- **GOAL OF THE EXERCISE**:
Only one stretch of the listing below is wanted. Give it again exactly, from the line with "cburstedde: (This may" through the line with "cburstedde: > Maybe".

** Opening INPUT FOR THIS TASK block **

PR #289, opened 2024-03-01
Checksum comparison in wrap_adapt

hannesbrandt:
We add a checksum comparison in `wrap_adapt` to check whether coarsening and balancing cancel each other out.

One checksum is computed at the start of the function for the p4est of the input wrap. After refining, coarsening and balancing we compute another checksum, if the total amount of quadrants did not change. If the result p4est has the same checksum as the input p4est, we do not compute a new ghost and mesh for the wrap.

** Closing INPUT FOR THIS TASK block **
** Opening INPUT FOR THIS TASK block **

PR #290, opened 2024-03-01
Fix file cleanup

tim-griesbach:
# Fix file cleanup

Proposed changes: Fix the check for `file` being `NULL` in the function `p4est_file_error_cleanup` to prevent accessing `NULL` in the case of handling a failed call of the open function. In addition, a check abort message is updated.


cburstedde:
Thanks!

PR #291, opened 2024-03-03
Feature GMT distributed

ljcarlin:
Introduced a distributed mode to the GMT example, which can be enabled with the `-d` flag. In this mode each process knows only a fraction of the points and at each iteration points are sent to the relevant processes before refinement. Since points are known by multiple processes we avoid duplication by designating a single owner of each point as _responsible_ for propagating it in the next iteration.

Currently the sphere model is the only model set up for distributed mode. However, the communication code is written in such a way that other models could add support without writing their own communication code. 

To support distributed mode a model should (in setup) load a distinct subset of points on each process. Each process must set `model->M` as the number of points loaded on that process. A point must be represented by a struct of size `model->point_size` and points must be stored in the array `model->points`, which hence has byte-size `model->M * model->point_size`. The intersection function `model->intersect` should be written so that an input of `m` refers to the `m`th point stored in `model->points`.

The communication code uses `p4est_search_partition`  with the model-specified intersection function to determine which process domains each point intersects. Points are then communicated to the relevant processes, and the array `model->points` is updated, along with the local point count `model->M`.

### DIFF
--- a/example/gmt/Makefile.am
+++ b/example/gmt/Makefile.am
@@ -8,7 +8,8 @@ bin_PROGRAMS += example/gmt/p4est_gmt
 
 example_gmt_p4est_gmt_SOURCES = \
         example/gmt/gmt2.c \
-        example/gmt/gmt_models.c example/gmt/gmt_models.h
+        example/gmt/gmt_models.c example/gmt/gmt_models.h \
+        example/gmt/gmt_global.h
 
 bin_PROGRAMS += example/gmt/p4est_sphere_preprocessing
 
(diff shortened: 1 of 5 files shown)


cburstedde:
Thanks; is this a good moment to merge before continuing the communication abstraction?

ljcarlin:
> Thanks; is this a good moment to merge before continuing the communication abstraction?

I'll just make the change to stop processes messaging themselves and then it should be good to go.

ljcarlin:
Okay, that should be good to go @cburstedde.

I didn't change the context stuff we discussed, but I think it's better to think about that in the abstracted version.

** Closing INPUT FOR THIS TASK block **
** Opening INPUT FOR THIS TASK block **

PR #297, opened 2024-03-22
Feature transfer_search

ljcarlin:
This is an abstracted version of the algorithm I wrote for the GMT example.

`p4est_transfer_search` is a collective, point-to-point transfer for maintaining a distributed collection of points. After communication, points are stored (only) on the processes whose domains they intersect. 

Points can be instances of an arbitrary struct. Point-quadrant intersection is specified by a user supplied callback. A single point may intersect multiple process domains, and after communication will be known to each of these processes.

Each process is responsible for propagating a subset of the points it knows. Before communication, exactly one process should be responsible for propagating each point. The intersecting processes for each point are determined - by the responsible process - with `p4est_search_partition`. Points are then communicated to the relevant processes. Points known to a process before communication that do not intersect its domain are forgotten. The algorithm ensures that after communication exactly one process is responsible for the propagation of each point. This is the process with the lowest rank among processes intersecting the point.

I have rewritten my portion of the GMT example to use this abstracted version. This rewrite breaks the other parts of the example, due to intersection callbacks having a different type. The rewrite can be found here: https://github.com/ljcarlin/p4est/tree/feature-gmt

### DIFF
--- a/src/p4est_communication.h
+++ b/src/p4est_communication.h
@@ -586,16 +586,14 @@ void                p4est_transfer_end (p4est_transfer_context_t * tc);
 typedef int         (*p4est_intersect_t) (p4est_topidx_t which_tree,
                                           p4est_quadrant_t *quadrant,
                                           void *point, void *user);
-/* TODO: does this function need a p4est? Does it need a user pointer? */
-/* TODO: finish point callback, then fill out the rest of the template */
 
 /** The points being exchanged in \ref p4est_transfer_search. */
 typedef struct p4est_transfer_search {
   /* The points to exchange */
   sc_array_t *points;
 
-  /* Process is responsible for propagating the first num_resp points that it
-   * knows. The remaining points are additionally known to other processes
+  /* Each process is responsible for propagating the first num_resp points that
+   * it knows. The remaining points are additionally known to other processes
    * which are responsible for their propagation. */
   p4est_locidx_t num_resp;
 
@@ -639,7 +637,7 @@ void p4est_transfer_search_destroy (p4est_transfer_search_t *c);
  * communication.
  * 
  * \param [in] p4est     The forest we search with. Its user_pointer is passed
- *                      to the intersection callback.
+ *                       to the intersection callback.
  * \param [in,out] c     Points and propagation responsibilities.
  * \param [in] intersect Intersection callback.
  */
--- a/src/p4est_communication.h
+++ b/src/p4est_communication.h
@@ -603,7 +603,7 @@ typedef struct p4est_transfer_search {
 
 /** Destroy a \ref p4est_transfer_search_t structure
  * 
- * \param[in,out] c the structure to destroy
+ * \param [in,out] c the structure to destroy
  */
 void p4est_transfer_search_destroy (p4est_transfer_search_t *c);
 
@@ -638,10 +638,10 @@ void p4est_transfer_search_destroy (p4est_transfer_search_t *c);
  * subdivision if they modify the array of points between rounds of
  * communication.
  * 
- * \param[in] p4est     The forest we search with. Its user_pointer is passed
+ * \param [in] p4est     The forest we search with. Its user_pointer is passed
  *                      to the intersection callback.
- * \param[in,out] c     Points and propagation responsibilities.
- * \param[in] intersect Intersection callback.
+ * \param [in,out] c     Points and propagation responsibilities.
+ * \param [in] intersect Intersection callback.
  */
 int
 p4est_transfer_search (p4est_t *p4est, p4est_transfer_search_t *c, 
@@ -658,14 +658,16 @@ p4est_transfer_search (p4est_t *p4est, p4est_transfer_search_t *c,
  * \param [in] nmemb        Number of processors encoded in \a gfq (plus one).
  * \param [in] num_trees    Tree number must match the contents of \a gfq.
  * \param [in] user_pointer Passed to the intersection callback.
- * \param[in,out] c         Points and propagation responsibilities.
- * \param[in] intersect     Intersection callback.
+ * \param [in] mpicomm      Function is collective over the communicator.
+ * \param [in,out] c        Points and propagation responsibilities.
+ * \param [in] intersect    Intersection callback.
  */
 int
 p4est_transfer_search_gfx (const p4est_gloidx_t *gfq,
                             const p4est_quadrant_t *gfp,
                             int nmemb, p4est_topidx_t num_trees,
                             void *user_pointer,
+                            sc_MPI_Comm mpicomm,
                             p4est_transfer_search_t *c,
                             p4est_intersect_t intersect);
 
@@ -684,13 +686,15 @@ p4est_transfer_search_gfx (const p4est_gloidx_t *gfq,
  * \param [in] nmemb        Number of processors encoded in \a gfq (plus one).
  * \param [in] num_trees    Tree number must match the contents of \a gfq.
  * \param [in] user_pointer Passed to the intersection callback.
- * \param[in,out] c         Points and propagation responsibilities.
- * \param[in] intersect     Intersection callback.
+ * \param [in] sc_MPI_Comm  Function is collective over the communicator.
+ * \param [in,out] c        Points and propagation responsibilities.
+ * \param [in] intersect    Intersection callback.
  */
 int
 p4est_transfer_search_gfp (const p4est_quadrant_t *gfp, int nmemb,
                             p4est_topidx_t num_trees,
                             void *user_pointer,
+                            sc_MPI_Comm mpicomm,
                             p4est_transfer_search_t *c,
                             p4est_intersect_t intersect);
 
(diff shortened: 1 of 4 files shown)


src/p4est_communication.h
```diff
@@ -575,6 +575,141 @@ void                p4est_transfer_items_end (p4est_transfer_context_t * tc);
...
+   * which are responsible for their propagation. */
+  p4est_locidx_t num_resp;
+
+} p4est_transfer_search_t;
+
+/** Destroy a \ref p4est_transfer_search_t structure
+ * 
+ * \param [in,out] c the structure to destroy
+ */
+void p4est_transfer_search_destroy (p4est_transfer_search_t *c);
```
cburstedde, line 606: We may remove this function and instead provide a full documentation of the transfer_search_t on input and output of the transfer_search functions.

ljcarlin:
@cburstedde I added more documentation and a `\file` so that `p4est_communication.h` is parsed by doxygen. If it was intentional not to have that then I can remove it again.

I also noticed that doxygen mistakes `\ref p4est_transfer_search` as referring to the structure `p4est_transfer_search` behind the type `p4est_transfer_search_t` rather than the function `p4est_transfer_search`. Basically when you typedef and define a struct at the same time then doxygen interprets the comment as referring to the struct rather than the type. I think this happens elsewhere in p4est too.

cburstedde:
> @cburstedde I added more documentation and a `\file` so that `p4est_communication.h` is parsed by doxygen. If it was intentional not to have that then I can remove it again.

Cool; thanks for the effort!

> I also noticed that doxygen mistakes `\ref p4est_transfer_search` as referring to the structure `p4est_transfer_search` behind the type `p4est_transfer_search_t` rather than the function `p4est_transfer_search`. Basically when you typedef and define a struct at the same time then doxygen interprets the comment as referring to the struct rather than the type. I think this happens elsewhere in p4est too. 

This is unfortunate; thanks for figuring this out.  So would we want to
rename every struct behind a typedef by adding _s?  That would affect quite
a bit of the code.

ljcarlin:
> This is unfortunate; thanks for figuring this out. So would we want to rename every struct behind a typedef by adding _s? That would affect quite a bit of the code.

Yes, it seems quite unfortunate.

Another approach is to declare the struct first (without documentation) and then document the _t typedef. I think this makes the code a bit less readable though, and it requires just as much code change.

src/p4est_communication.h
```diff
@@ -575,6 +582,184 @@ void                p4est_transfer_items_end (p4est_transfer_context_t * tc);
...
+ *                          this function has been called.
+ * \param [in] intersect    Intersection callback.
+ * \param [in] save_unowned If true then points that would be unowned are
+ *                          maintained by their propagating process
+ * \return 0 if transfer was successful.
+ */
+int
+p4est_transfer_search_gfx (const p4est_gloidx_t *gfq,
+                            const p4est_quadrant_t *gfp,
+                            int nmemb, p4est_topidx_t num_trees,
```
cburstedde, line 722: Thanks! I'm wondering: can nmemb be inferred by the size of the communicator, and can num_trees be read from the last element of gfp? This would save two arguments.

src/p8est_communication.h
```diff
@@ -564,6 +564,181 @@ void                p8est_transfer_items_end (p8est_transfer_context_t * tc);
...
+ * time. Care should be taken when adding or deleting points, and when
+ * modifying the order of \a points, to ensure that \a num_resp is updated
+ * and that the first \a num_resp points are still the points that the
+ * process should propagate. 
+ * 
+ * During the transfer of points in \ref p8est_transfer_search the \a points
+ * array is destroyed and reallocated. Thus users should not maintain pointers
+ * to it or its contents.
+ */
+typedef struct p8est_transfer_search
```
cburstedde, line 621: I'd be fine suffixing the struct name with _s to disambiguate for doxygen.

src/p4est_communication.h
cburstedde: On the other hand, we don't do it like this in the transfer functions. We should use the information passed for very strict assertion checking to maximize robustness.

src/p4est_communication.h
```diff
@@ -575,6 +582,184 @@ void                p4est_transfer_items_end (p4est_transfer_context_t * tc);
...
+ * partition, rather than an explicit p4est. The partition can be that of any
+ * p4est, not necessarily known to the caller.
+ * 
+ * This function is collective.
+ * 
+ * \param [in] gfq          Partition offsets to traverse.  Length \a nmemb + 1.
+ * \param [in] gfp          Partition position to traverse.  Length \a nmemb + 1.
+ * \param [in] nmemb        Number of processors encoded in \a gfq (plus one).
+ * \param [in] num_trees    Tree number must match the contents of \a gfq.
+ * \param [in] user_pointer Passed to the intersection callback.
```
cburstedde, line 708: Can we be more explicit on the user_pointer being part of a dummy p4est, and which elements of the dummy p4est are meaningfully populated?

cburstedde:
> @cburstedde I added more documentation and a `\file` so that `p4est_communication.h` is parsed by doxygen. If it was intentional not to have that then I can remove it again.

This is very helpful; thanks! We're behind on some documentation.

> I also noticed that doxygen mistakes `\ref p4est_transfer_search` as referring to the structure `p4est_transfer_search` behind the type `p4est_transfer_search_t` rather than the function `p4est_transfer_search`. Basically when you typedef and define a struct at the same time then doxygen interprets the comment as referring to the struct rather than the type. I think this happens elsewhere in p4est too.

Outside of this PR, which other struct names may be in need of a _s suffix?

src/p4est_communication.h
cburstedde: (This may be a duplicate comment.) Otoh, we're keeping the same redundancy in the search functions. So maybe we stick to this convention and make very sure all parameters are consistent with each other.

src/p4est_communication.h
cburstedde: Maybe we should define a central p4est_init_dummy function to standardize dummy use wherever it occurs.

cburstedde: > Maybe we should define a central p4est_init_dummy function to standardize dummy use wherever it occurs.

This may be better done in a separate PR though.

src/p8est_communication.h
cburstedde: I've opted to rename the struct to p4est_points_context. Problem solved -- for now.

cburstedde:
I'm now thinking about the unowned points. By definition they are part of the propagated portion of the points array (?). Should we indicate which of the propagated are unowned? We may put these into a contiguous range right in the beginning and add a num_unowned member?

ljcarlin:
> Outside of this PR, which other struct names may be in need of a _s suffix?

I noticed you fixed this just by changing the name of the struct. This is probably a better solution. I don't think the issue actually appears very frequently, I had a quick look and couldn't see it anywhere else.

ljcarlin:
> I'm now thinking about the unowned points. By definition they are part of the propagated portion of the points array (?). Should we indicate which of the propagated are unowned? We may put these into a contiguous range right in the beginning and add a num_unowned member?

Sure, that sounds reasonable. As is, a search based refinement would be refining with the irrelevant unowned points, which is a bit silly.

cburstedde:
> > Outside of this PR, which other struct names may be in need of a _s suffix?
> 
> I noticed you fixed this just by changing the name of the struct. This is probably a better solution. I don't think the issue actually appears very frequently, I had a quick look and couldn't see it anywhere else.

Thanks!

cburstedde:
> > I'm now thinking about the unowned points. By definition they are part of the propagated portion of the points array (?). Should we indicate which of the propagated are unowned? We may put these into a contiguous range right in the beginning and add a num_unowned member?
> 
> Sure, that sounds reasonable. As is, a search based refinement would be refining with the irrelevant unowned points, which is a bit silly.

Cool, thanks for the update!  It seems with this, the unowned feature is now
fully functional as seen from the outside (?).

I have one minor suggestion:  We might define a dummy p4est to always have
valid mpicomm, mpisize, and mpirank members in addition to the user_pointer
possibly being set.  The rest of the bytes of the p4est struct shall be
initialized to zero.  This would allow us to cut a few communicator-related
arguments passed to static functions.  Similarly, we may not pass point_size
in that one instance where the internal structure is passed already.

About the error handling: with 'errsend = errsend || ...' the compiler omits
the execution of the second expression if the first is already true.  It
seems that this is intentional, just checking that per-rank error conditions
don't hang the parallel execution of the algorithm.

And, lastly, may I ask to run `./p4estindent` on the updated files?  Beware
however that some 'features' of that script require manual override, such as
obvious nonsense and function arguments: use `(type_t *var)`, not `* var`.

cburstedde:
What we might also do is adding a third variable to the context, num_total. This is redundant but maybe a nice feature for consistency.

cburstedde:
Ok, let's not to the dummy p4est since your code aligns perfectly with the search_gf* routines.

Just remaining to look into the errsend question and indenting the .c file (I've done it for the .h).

** Closing INPUT FOR THIS TASK block **

- **EXERCISE RESULT**:
cburstedde: (This may be a duplicate comment.) Otoh, we're keeping the same redundancy in the search functions. So maybe we stick to this convention and make very sure all parameters are consistent with each other.

src/p4est_communication.h
cburstedde: Maybe we should define a central p4est_init_dummy function to standardize dummy use wherever it occurs.

cburstedde: > Maybe we should define a central p4est_init_dummy function to standardize dummy use wherever it occurs.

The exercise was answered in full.